[Androgens and cardiovascular risk: A series of case report in the French and Canadian pharmacovigilance databases].
Prog Urol 2018;
28:315-321. [PMID:
29650456 DOI:
10.1016/j.purol.2018.03.005]
[Citation(s) in RCA: 0] [Impact Index Per Article: 0] [Reference Citation Analysis] [Abstract] [Key Words] [Track Full Text] [Journal Information] [Subscribe] [Scholar Register] [Received: 05/27/2017] [Revised: 11/12/2017] [Accepted: 03/16/2018] [Indexed: 11/20/2022]
Abstract
INTRODUCTION
Age-related androgenic deficiency (DALA) is a pathology that is increasingly cited in recent publications.
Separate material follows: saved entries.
PR #523, opened 2019-12-02
[12.0][IMP] shopinvader_cart_expiry: Add expiration unit

rousseldenis:
Improvement to take into account some particular usages of
cart expiration delays.

The service that retrieves cart, includes now the expiration date.

### DIFF
--- a/shopinvader_cart_expiry/models/sale_order.py
+++ b/shopinvader_cart_expiry/models/sale_order.py
@@ -15,6 +15,13 @@ class SaleOrder(models.Model):
         help="Technical field to help passing expiration date to cart",
     )
 
+    def _is_expiring_cart(self):
+        return (
+            self.shopinvader_backend_id
+            and self.shopinvader_backend_id.cart_expiry_delay != 0
+            and self.typology == "cart"
+        )
+
     @api.depends(
         "shopinvader_backend_id.cart_expiry_delay", "typology", "write_date"
     )
@@ -23,15 +30,11 @@ class SaleOrder(models.Model):
         Compute the cart expiration date
         :return:
         """
-        carts = self.filtered(
-            lambda s: s.shopinvader_backend_id
-            and s.shopinvader_backend_id.cart_expiry_delay != 0
-            and s.typology == "cart"
-        )
-        for cart in carts:
-            backend = cart.shopinvader_backend_id
-            delta_arg = {
-                backend.cart_expiry_delay_unit: backend.cart_expiry_delay
-            }
-            expiration_date = cart.write_date + timedelta(**delta_arg)
-            cart.cart_expiration_date = expiration_date
+        for order in self:
+            if order._is_expiring_cart():
+                backend = order.shopinvader_backend_id
+                delta_arg = {
+                    backend.cart_expiry_delay_unit: backend.cart_expiry_delay
+                }
+                expiration_date = order.write_date + timedelta(**delta_arg)
+                order.cart_expiration_date = expiration_date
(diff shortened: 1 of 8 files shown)


shopinvader_cart_expiry/models/sale_order.py
```diff
@@ -0,0 +1,37 @@
...
+
+    @api.depends(
+        "shopinvader_backend_id.cart_expiry_delay", "typology", "write_date"
+    )
+    def _compute_cart_expiration_date(self):
+        """
+        Compute the cart expiration date
+        :return:
+        """
+        carts = self.filtered(
```
simahawk: this way you loop twice on all of them.
I'd do:
```py
def _is_expiring_cart(self):
    return self.shopinvader_backend_id and self.shopinvader_backend_id.cart_expiry_delay != 0 and self.typology == "cart"

for order in self:
    if order._is_expiring_cart():
[...]
```

shopinvader_cart_expiry/models/shopinvader_backend.py
```diff
@@ -17,6 +17,11 @@ class ShopinvaderBackend(models.Model):
         "Let 0 (or less) to disable the feature.",
         default=0,
     )
+    cart_expiry_delay_unit = fields.Selection(
+        [("minutes", "Minute()s"), ("hours", "Hour(s)"), ("days", "Day(s)")],
```
simahawk:
```suggestion
        [("minutes", "Minute(s)"), ("hours", "Hour(s)"), ("days", "Day(s)")],
```

shopinvader_cart_expiry/tests/test_cart_expiry.py
```diff
@@ -32,6 +39,28 @@ def test_cart_expiry_scheduler(self):
...
+            {"cart_expiry_delay": 1, "cart_expiry_policy": "cancel"}
+        )
+        now_method = "odoo.fields.Datetime.now"
+        so_date = fields.Datetime.from_string(self.sale.write_date)
+        today = fields.Datetime.to_string(so_date + timedelta(hours=5))
+        self.backend.write(
+            {"cart_expiry_delay": 1, "cart_expiry_policy": "cancel"}
+        )
+        now_method = "odoo.fields.Datetime.now"
+        with mock.patch(now_method) as mock_now:
```
simahawk, line 49: would be better to use freezegun

simahawk (changes requested):

shopinvader_cart_expiry/tests/test_cart_expiry.py
rousseldenis: Needs to add a dependency just for a test ?

simahawk: well, the behavior w/ freezegun is not the same. You grant that whatever piece of code is involved is going to use the same date. Also, next time someone will add a test that requires a date patch, likely he/she's going to copy/paste this.
Anyway, not a blocker but TODO comment wouldn't hurt ;)

rousseldenis:
@simahawk

simahawk (approved):

shopinvader_cart_expiry/tests/test_cart_expiry.py
lmignon: I also like freezgun... TODO would be nice.

lmignon (approved):
LGTM (code review)

shopinvader_cart_expiry/tests/test_cart_expiry.py
simahawk: another one https://github.com/shopinvader/odoo-shopinvader/pull/535#pullrequestreview-331231906 :)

The cardiovascular risk of testosterone is debated: present for the FDA, absent for the European Medicines Agency in 2015. Our objective was to analyze the association between androgens and vascular pathologies in adverse reactions reported in pharmacovigilance databases.
MATERIAL AND METHOD
We conducted a retrospective case series study of the French and Canadian pharmacovigilance databases for the period 2005-2015. Cases were defined as the association of the occurrence of a cardiovascular event (myocardial infarction or stroke) and the presence of testosterone in the treatment of patients.
RESULTS
Of the 10 years analyzed, 12 French cases and 6 Canadian cases (representing 13 MIs and 5 strokes) were recorded in men aged 55 years on average. All were doubtful: differential diagnoses were possible (2.4 confounding conditions on average per patient) and overall cardiovascular risk was high for the majority of cases.
CONCLUSION
Our study shows a very low report of cardiovascular effects under testosterone, all doubtful. Pending further studies, it seems reasonable to consider the cardiovascular risk of patients who are candidates for hormone therapy for age-related androgen deficiency.
LEVEL OF EVIDENCE
3.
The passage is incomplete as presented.